Looking back at this question after 6 months, I feel I can clarify the doubts of my younger self. I hope this would be helpful to people who stumble upon it.
Yes, It is true that in multiprocessing module, each process has a separate GIL and there are no caveats to it. But the understanding of the runtime and GIL is flawed in the question which needs to be corrected.
I will clear the doubts/ answer the questions with a series of statements.
- Python code is ran (compiled to Cpython bytecode and then this bytecode interpreted) by CPython virtual machine. This is what constitutes the python runtime.
- When we create a new process, an entire new python virtual machine is launched (which we call the python process) with the stack and the heap memory.
- Yes this is a costly process but not too costly. Because python virtual machine is piece of C code precompiled to machine code. To put in perspective, the reason that in java they do not use multiprocessing is that it will create multiple JVMs which would be terrible as JVM needs a lot of memory and also, JVM is not precompiled machine code like CPython.
- GIL is just a piece of code within the python virtual machine which lets the CPython interpreter execute only one line of CPython bytecode (or one instruction) at a time. So, all questions related to GIL creation and cost are dumb. Basically the intention was to ask about CPython Virtual Machine.
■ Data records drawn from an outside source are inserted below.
PR #1662, opened 2023-07-10
BACKLOG-21296: Ensure we do a deep copy of constraints and that we get same information in both queries

cedmail:
## JIRA

https://jira.jahia.org/browse/BACKLOG-21296
## Description

Issue was in dependent properties constraints being badly compared and missing some properties leading to a chain of refresh emptying the country

## Tests

- [ ] Integration Tests

## Checklist

- [ ] Performance
- [ ] Migration
- [ ] Code maintainability

## Documentation

- [ ] Inline documentation

### DIFF
--- a/src/javascript/SelectorTypes/registerSelectorTypesOnChange.js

- Can I relate 1 GIL to 1 CPU core? : Better to ask if 1 Python process can be related to 1 CPU core? : No. That's Kernel's job to decide what core the process is running (and which will keep changing from time to time and the process would have no control over it). The only thing is that at any give point of time, one python process cannot be running on multiple cores and one python process will execute only one instruction in CPython bytecode (due to the GIL).
What's copied in cores and how the OS tries to keep a process hold the Core it is working on is a separate ans very deep topic in itself.
The final question is a subjective one but with all this understanding, it's basically a cost to benefit ratio that may vary from program to program and might depend on how CPU intensive a process is and how many cores does the machine has etc. So that cannot be generalised.